Gilden was active at Jewish Hospital, surgeon for the St. Louis Blues

Jerome Gilden, M.D.

BY ROBERT A. COHN, Editor-in-Chief Emeritus

Dr. Jerome W. Gilden, former Chief of the Orthopedic Clinic at Jewish Hospital (now Barnes/Jewish), and former co-director of its amputee clinic and who was the former orthopedic surgeon for the St. Louis Blues hockey team, died Wednesday, Aug. 11 at his Chesterfield home.  He was 84.   He was recently on kidney dialysis and previously had open-heart surgery.

Dr. Gilden, who was admired by his professional colleagues and beloved by his many patients through the years, was born in St. Louis on Nov. 7, 1925.  His late father was a pharmacist who lost his job during the Great Depression and became a dress salesman.  Dr. Gilden was a graduate of Soldan High School.  He received his bachelor’s degree from Washington University in 1948, and his medical degree at Washington University School of Medicine in 1952.   

He served as a senior instructor in the department of orthopedic surgery at St. Louis University School of Medicine. He also performed the first knee replacement surgery in St. Louis.

He served in the European Theater of Operations in the U.S. Army during World War II, serving in the combat infantry. For his service, he was awarded the Bronze Star with an Oak Leaf Cluster.

After the war, he met the former Annette Londe, whom he married in 1948. She died in 2009.

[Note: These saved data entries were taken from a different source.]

Issue #4298, opened 2019-08-03
Typings for webdriver commands are not correct if `elemenId` in `variables`


jayrepo:
**Environment (please complete the following information):**
 - **WebdriverIO version:** 5.11.7
 - **Mode:**  WDIO Testrunner
 - **If WDIO Testrunner, running sync/async:** sync
 - **Node.js version:** 12.6.0
 - **NPM version:** 6.9.0
 - **Browser name and version:** Chrome 68
 - **Platform name and version:** Windows 10
 - **Additional wdio packages used (if applicable):** @wdio/sync

**Config of WebdriverIO**
 Using TypeScript.

**Describe the bug**
For commands require `elementId`, the corresponding typings do not have `elementId` as first arg

**To Reproduce**
e.g.
```js
// command
browser.getElementRect(elementId)

// typing in webdriver.d.ts
getElementRect(): object;
```

**Expected behavior**
 if a command has `elementId` in `variables` array, `elementId` should be prepend as first arg. 

**Additional context**
I just checked a few commands.

If all commands in `webdriverio/packages/webdriver/protocol/*.json` are binding to browser/driver, remove filtering of `elementId` in `webdriverio/scripts/type-generation/webdriver-generate-typings.js` should fix this issue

Dr. Gilden was an associate with the Parkway Orthopedic Group as an orthopedic surgeon.  His many patients over the years praised not only Dr. Gilden’s recognized skills as an orthopedic surgeon, but for his kindness and ongoing concern for his patients and their families.  Ruth Berg recalled Dr. Gilden’s attentiveness to her late husband, Dr. Ralph Berg, who underwent a full hip replacement operation by Dr. Gilden. “Jerry Gilden went above and beyond the call of duty in his personal attention to Ralph’s recovery,” she said.

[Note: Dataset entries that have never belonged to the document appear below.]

PR #4305, opened 2019-08-04
Run travis CI with Node.js 10

tadashi0713:
## Proposed changes
Since many developers use Node.js 10 for WebdriverIO, and Appium minimum Node.js version has bumped to v10, it`s better to run travisCI with Node.js 10
https://github.com/appium/appium/releases/tag/v1.14.0

## Types of changes

## Checklist

### DIFF
--- a/.travis.yml
+++ b/.travis.yml
@@ -3,6 +3,8 @@ language: node_js
 
 node_js:
   - 8
+  - 10
+  - 12
 
 script:
   - npm run ci
--- a/.travis.yml
+++ b/.travis.yml
@@ -4,7 +4,6 @@ language: node_js
 node_js:
   - 8
   - 10
-  - 12
 
 script:
   - npm run ci


tadashi0713:
@mgrybyk Thanks for comment. 

> At this point there is no need to drop nodejs 8, I think.

I didn't drop nodejs 8, just added running on nodejs10

https://travis-ci.org/webdriverio/webdriverio/builds/567468284

As you can see, tests are running both nodejs 8 and nodejs10

I am sorry if I misunderstood

mgrybyk:
Yeah, missed that, does it doubles execution time? If yes I don't think we need it because pipeline will run for 11 minutes

christian-bromann:
@tadashi0713 any reason why you would like to run tests in v10 as well? I agree with @mgrybyk to not add it given the increase in execution time.

tadashi0713:
@mgrybyk @christian-bromann I believe they should be run parallel(I'm now rerunning)
I believe it should be run v10 as well, because as I wrote in PR.

> Since many developers use Node.js 10 for WebdriverIO, and Appium minimum Node.js version has bumped to v10, it's better to run travisCI with Node.js 10

christian-bromann:
> Since many developers use Node.js 10 for WebdriverIO, and Appium minimum Node.js version has bumped to v10, it`s better to run travisCI with Node.js 10

Can you please elaborate why we should test on Node v10 too? We don't have any version specific logic in WebdriverIO. In addition to that do we not test Appium in our pipeline so any changes in Appium would not be caught here.

tadashi0713:
hmm so there's no need to check in CI for multiple(including future) language versions?
I believe it's better to run CI to do in order to guarantee its package in each language versions, and many OSS project do so.

tadashi0713:
If so, I will close this PR

mgrybyk:
@tadashi0713 it's definitely make sense, however we don't want to increase pipeline duration if possible. Also, as you have mentioned, most of people use nodejs 10, so developers run test locally.

patthiel:
> Can you please elaborate why we should test on Node v10 too? We don't have any version specific logic in WebdriverIO. In addition to that do we not test Appium in our pipeline so any changes in Appium would not be caught here.

This isn't the case, unfortunately.

@christian-bromann we're unable to use the `wdio-sync` package with node 8 due to the Fibers v4 package requiring node 10.  (see https://www.npmjs.com/package/fibers/v/4.0.0#supported-platforms )

mgrybyk:
Well, that's another topic, if you are right we have to change minimum supported version to 10

patthiel:
Yep, another topic, but related to this issue. I'm happy to open up a separate one to raise that. I'm  surprised it wasn't caught by the CI build, but I also don't know the intricacies of how this project and it's repos are built since it started leveraging lerna.

mgrybyk:
CI passes with nodejs `v8.16.0`

patthiel:
@mgrybyk digging into this a bit further. I tried running the CI build from a fresh node8 container, it seems to be reliant on globally installed dependencies? 

Reproduceable by the following:
1. Run a fresh node8 container and bash into that jawn `docker run -it node:8.16.0-jessie /bin/bash` 
2. clone webdriverio
3. run `npm run ci`
4. Outputs:
```
sh: 1: lerna: not found
npm ERR! file sh
npm ERR! code ELIFECYCLE
npm ERR! errno ENOENT
npm ERR! syscall spawn
npm ERR! @ ci: `lerna bootstrap --no-ci && run-s build-full test:eslint test:typings test:coverage link test:smoke`
npm ERR! spawn ENOENT
```

Am i missing something ? I would think all these commands in package json would be called via `npx`.

Back to the original issue: I can submit a PR downgrading Fibers to version 3. That should get us back node 8 compatibility.

christian-bromann:
@patthiel lerna is a [project dependency](https://github.com/webdriverio/webdriverio/blob/master/package.json#L73) and is installed when you do `npm install` after the clone.

> I can submit a PR downgrading Fibers to version 3

I am not sure if this a good idea. I agree however that we need to better communicate when an update of Fibers requires a new minimal NodeJS version.

patthiel:
> @patthiel lerna is a project dependency and is installed when you do npm install after the clone.

yup, totally understand that. I, however, didn't realize that `npm run` scripts automatically add `./node_modules/.bin` to the PATH when being executed (i usually use `npx` to run those bins). Been a while since i've worked on a node project 😉.

Anywho, instead of downgrading fibers, it sounds like we do need to update the minimum node version requirement. I am still concerned that the CI build missed this, but here's a PR updating the node version: https://github.com/webdriverio/webdriverio/pull/4356

mgrybyk:
closed due to https://github.com/webdriverio/webdriverio/pull/4356

Issue #4008, opened 2019-05-22
Using @wdio/jasmine-framework does not support spec retry on failure


SanthoshBonala:
**Pre-check**
- [x] I'm aware that I can [edit the docs](https://github.com/webdriverio/webdriverio/blob/master/CONTRIBUTING.md) and submit a pull request

**Describe the improvement**

I'd like to report
- [x] Unclear documentation
- [ ] A typo
- [x] Missing documentation
- [ ] Other

**Description of the improvement/report**
When I use @wdio/jasmine-framework as a plugin for jasmine. The docs say that I can pass test retry count as the last parameter for the spec or hook. But when I try to do that it picking it as a timeout parameter instead of test retry which is the behaviour of jasmine framework.

** package.json
```
  "dependencies": {
    "@wdio/cli": "^5.7.15",
    "@wdio/jasmine-framework": "^5.7.13",
    "@wdio/local-runner": "^5.7.15",
    "webdriverio": "^5.7.13"
  }
```
** test.js
```
describe('Webdriverio', function () {
    it('Testing async function',  async () => {
        // redirect to url so that we can exceed default 1ms timeout
        let title;
        browser.url('https://webdriver.io/docs/retry.html');
        title  = await browser.getUrl();
        browser.url('https://webdriver.io/docs/retry.html');
        title  = await browser.getUrl();
        browser.url('https://webdriver.io/docs/retry.html');
        title  = await browser.getUrl();
        browser.url('https://webdriver.io/docs/retry.html');
        title  = await browser.getUrl();
        browser.url('https://webdriver.io/docs/retry.html');
        title  = await browser.getUrl();
        browser.url('https://webdriver.io/docs/retry.html');
        title  = await browser.getUrl();
        browser.url('https://webdriver.io/docs/retry.html');
        title  = await browser.getUrl();
        browser.url('https://webdriver.io/docs/retry.html');
        title  = await browser.getUrl();
        expect(title).toBeTruthy();
    }, 1);
});
```
Error from @wdio/jasmine-framework adapter:
```
 "Error: Timeout - Async callback was not invoked within 1ms (custom timeout)
    at <Jasmine>
    at ontimeout (timers.js:436:11)
    at tryOnTimeout (timers.js:300:5)
    at listOnTimeout (timers.js:263:5)
    at Timer.processTimers (timers.js:223:10)"
```

mike-d-davydov:
[...]

PR #4308, opened 2019-08-05
Fix for async mode in wdio-sync

SanthoshBonala:
## Proposed changes

Fix for the [Issue ](https://github.com/webdriverio/webdriverio/issues/4008)

## Types of changes

## Checklist

### DIFF
--- a/packages/wdio-sync/src/index.js
+++ b/packages/wdio-sync/src/index.js
@@ -118,7 +118,7 @@ const runHook = function (hookFn, origFn, before, after, repeatTest = 0) {
             /**
              * user wants handle async command using promises, no need to wrap in fiber context
              */
-            if (hookFn.name === 'async') {
+            if (hookFn.constructor.name === 'AsyncFunction') {
                 return executeAsync.call(this, hookFn, repeatTest, filterSpecArgs(hookArgs))
             }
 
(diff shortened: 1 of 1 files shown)


packages/wdio-sync/src/index.js
```diff
@@ -118,7 +118,7 @@ const runHook = function (hookFn, origFn, before, after, repeatTest = 0) {
             /**
              * user wants handle async command using promises, no need to wrap in fiber context
              */
-            if (hookFn.name === 'async') {
+            if (hookFn.constructor.name === 'AsyncFunction') {
                 return executeAsync.call(this, hookFn, repeatTest, filterSpecArgs(hookArgs))
```
mgrybyk: Is it possible that hookFn can be undefined or something without constructor property? 
In such case we'll get cannot read property name of undefined?
Do you think it makes sense to verify if constructor property exists in hookFn?

SanthoshBonala: sure updating the pr to check for constructor property on function prototype

mgrybyk: Do you think we still need to keep the old behavior? 
Is it possible at all to name function async? Isn't it a keyword? (Can't verify right now, just asking)

SanthoshBonala: it is possible to name fn as aync eventhough async is a keyword. Having an old workflow can be used as a fallback approach? Do you want me to remove old behavior?

mgrybyk: Not sure if anyone used it, we can keep it, I don't mind. Let's see if anyone else has some input of this.

I still think we can remove this one `typeof hookFn === 'function' `

SanthoshBonala: sure updating

mgrybyk: Thanks a lot!

SanthoshBonala: no problem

Dr. Gilden was well-known to local sports enthusiasts for his two tours of duty as the orthopedic surgeon for Blues hockey team.When the late Sidney Salomon bought the NHL team to St. Louis in 1967, it hired Dr. Gilden for the important medical post, which he served until 1995.  After a pause, the Blues, under different ownership, re-hired Dr. Gilden as orthopedic surgeon from 1997 to 1999.

He won special praise for his surgery on Blues star Noel Picard, on whom Dr. Gilden operated after Picard suffered major fractures after a horsing accident.  Picard was able to resume his career following his recovery from the surgery.

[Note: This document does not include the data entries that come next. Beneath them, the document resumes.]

Issue #2859, opened 2018-08-24
Implement tag management for all frameworks


christian-bromann:
_From @christian-bromann on May 14, 2018 8:36_

Many people want to run tests having a specific set of tags. In v4 there was no tag detection and if you would use the framework functionality it would spawn up a browser and immediately close it.

Let's implement native support for this.

_Copied from original issue: webdriverio/v5#68_

christian-bromann:
_From @BorisOsipov on May 14, 2018 8:37_

am I right, it is related to issue https://github.com/webdriverio/webdriverio/issues/1247 ?

christian-bromann:
@BorisOsipov yes

christian-bromann:
I doubt this is possible by using framework native capabilities. However if we could do that it would be amazing and way faster than some sort of file content regex matching.

christian-bromann:
_From @id4automation on August 14, 2018 23:31_

Hiya, Any inputs on this is much appreciated.

christian-bromann:
@id4automation Please see webdriverio/webdriverio#1247

mgrybyk:
hey guys, I'm using simple wrapper function to manage tags like this:
```
it("my test", () => {
    // some test
}, { tags: [browser.isMobileApp] })

// or 

describe("my suite", () => {
    it("my test 1", () => { })
    it("my test 2", () => { })
}, { tags: [APP_REGION !== REGIONS.ASIA, !browser.isIOS] })
```

I'm passing optional array of booleans to `it` and `describe` blocks to control if suite/test should be executed. If one of condition is **false** test/suite is excluded from run, it is not marked as skipped.

It helps me a lot to organize tests in functional way and avoid grouping them by platforms, reports for different test configurations won't contain skipped reports of unsupported platforms.

baruchvlz:
@christian-bromann Are we still thinking about implementing this?

mgrybyk:
I'd say yes! And now it's finally possible thanks to #4531 

You wanna deal with it?

baruchvlz:
@mgrybyk I'll try, will let you know if I come up across any roadblocks.

mgrybyk:
Do you have any vision on how it should work in the end?

christian-bromann:
it would be great if we could leverage the tagging functionality of the frameworks and combine it with the use case of cross browser testing, e.g. allow to tag specific tests to be only run in browserX and skipped in other browser. This is just an idea though, first we should really define what we want to do here.

[...]

PR #4326, opened 2019-08-06
wdio-cucumber-framework:  Filter cucumber features before process spawned

### LINKED ISSUE #1247: Possibility to configure test spec process spawning?
## The problem

According to https://github.com/webdriverio/webdriverio/issues/1106#issuecomment-184728530 `each test spec gets executed in a single child process`.
We have currently 101 individual `.feature files` (we are using Cucumber) and cannot put them into one big file.
When we launch our test script, my Selenium Server is trying to spawn 101 process, this results in a very heavy lag and I need to kill the processes.

Is there a way to configure this behaviour? Do we need to adjust our wdio.conf?
## Environment

**updated on 07/05/16**
- WebdriverIO version: 4.1.1
- Node.js version: 4.4.6
- Selenium Server 2.53.0
- using wdio testrunner
- running synchronous or asnychronous tests: does not matter
- Additional wdio packages used (if applicable):
  wdio-cucumber-framework: 0.2.0
## Details

Even with the cucumber option tags like `-cucumberOpts.tags=@foo`, it will spawn 101 processes, even though only 1 feature was tagged with `@foo`
(Note: The setup is working fine with wdio 3.4.0)

jayrepo:
## Proposed changes

Fix #1247
Do an additional filtering  in `wdio-cli/src/launcher.js` before process spawned

Export a utility function to filter features by tag expression
Use with `specsFilter` option in config `specFilter: (config) => string[]`

```js
// wdio.conf.js
exports.config = {
  // ...
  specsFilter: require('@wdio/cucumber-framework').filterSpecsByTag
  // ...
  cucumberOpts: {
      // ...
    tagExpression: '@smoke and @stable'
      // ...
  }
  // ...
}
```
A simple example of filter by file name using `specsFilter`:
```js
const { ConfigParser } = require('@wdio/config')
exports.config = {
  // ...
  namePattern: 'moduleA',
  specsFilter: (config) => {
      const specs = ConfigParser.getFilePaths(config.specs, false)
      return specs.filter(spec => spec.includes(config.namePattern))
  }
  // ...
}
```
Other frameworks should exported their own filters, as each framework has its own implementation.

## Types of changes

## Checklist

## Further comments

### DIFF
--- a/packages/wdio-cli/src/launcher.js
+++ b/packages/wdio-cli/src/launcher.js
@@ -60,6 +60,13 @@ class Launcher {
     async run () {
         let config = this.configParser.getConfig()
         let caps = this.configParser.getCapabilities()
+        // /**
+        //  * run filter on specs
+        //  */
+        if (Array.isArray(config.specs) && config.specs.length && typeof config.specsFilter === 'function') {
+            config.specs = await config.specsFilter(config)
+        }
+
         const launcher = initialiseServices(config, caps, 'launcher')
 
         /**
--- a/packages/wdio-cli/src/utils.js
+++ b/packages/wdio-cli/src/utils.js
@@ -158,6 +158,7 @@ export function replaceConfig(
 
         return config.replace(text, buildNewConfigArray(text, type, name))
     }
+    return config
 }
 
 export function addServiceDeps(names, packages, update) {
--- a/packages/wdio-cli/tests/launcher.test.js
+++ b/packages/wdio-cli/tests/launcher.test.js
@@ -305,12 +305,12 @@ describe('launcher', () => {
             expect(launcher.runSpecs()).toBe(false)
             expect(launcher.getNumberOfRunningInstances()).toBe(5)
             expect(launcher.getNumberOfSpecsLeft()).toBe(4)
-            expect(launcher.schedule[0].runningInstances).toBe(3)
-            expect(launcher.schedule[0].availableInstances).toBe(47)
+            expect(launcher.schedule[0].runningInstances).toBe(2)
+            expect(launcher.schedule[0].availableInstances).toBe(48)
             expect(launcher.schedule[1].runningInstances).toBe(2)
             expect(launcher.schedule[1].availableInstances).toBe(58)
-            expect(launcher.schedule[2].runningInstances).toBe(0)
-            expect(launcher.schedule[2].availableInstances).toBe(70)
+            expect(launcher.schedule[2].runningInstances).toBe(1)
+            expect(launcher.schedule[2].availableInstances).toBe(69)
         })
 
         it('should not allow to schedule more runner if no instances are available', () => {
--- a/packages/wdio-cli/tests/launcher.test.js
+++ b/packages/wdio-cli/tests/launcher.test.js
@@ -434,8 +434,5 @@ describe('launcher', () => {
 
             expect(await launcher.run()).toBe(1)
         })
-        it('filter specs', async () => {
-
-        })
     })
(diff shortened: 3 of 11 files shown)


mgrybyk:
Can you please help understanding what is the difference between your implementation and built in tagExpression filter?

jayrepo:
@mgrybyk It's almost the same as the built in filter.

The problem is that when built in tag filter starts to work, processes are already spawned for each feature file. Even if the feature does not contain a matching tag expression, the process will still start a seesion, run no test, close session and report pass

It's really annoying if you have hundreds of feature files. For mobile app test, it takes around 1 min start a session.

This proposal did a pre-processing to filter the features before everything starts.

mgrybyk:
I'd better have it working natively for all frameworks! We have the same issue with mocha

If it's not possible, can we tune somehow built in tag expression filter, to work like your implementation or add another option to cucumberOpts and reuse existing  code as much as possible? 

Even though current solution work for you  it doesn't look clean enough, from my point of view

jayrepo:
@mgrybyk 
> I'd better have it working natively for all frameworks! We have the same issue with mocha

My original thought was add a config like `specsFilter: (config) => string[]`, so other framework can also export a filter function to use it.

This requires changes to the `wdio-config` package. As I'm not familiar with other frameworks and configs, I didn't touch it.
Is it OK to apply the filter just before return? https://github.com/webdriverio/webdriverio/blob/91bc19ae25477184efbd89e72b8dd64417fbd433/packages/wdio-config/src/lib/ConfigParser.js#L201

mgrybyk:
Let me take a look

mgrybyk:
not sure how to handle it better right now

jayrepo:
Made some changes, need to do some e2e test

jayrepo:
Add a config.
Filter the specs in `launcher` of `wdio-cli`

mgrybyk:
There is one more approach (suggestion) to handle it more widely, it is not a part of current PR!

We may change a bit the way how browser object is created. 
Currently we init browser before framework.
It might be changed, we may first create browser object, then init framework (but not run!) and verify if there are tests to run, if so, create browser session, and then run framework.

christian-bromann:
I prefer @mgrybyk solution here. We can change the interface of the wdio framework packages so that hey have an `init` and `run` function. This is related to #2859.

jayrepo:
@mgrybyk @christian-bromann 

That will be great. what I proposed is just a temporary workaround.

If my understanding is correct, your solution will work like this:
```js
const browser = new Browser()  // not start session
const specs = framework.init()  // parsing specs with framework's native tag implementation
if (specs.length) {
  brower.startSession()
  framework.run()
}
```

mgrybyk:
Yes.
As I've mentioned it requires refactoring in framework core, so I don't think it gonna be soon. If no one can pick it up I'll start working on it somewhere in September if there are no critical tasks.
Additionally I'm waiting for devtools PR to be merged first to avoid tons of conflicts.

codiophile:
Interestingly enough, we have this feature in our framework, although to solve a different problem. We filter the feature files based on tags before sending the list of spec files to the launcher. I do like @mgrybyk's proposed solution; I just wanted to point out that until it arrives you can implement the filtering outside of webdriverio.

mgrybyk:
@jayrepo please see https://github.com/webdriverio/webdriverio/pull/4531

mgrybyk:
Closing the PR.
Let's proceed convo in https://github.com/webdriverio/webdriverio/pull/4531

PR #4516, opened 2019-09-20
Fix Error in "undefined" in Jasmine framework

mgrybyk:
## Proposed changes

Print test title on test failure.

before: `Error in "undefined"`
after: `Error in "some test ROOT"`

## Types of changes

## Checklist


mgrybyk:
@christian-bromann no idea what is going on with codecov.
Maybe I should do a force push or something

Among Dr. Gilden’s professional activities and associations were the American Academy of Orthopedic Surgeons, the American Medical Association; the St. Louis Medical Society; the Missouri State Medical Association; the St. Louis Rheumatism Society; the Mid-Central States Orthopedic Society; the St. Louis Orthopedic Society and the Southern Medical Association.

Dr. Gilden was a former president of the Ladue School Association.

Among his many Jewish activities were membership at United Hebrew Congregation; chairman of the Jewish Community Center’s Older Adult Committee; board member and vice president of the JCC; and chairman of the Camp Hawthorn Committee.  At the Jewish Federation, Dr. Gilden was co-chairman of the Physicians Division from 1969-1970 and a member of the Central Committee on Aging.

At Jewish Hospital, in addition to serving as Chief of the  Orthopedic Clinic and co-director of the amputee clinic in the Department of Rehabilitation, he did work in post-surgical immediate prosthetics at the hospital.

Funeral services were held last Friday at the Chesed Shel Emeth Cemetery on White Road in Chesterfield.

Survivors include four daughters, Ellen (Andy) Berg of Clayton, Janice (the late Aaron) Shanitkvich of Creve Coeur, Laurie Gilden (Kevin Kleff) of St. Louis, and Lisa (Tim) Leuther of Ballwin; a brother, Arnold Gilden of Sappington and five grandchildren.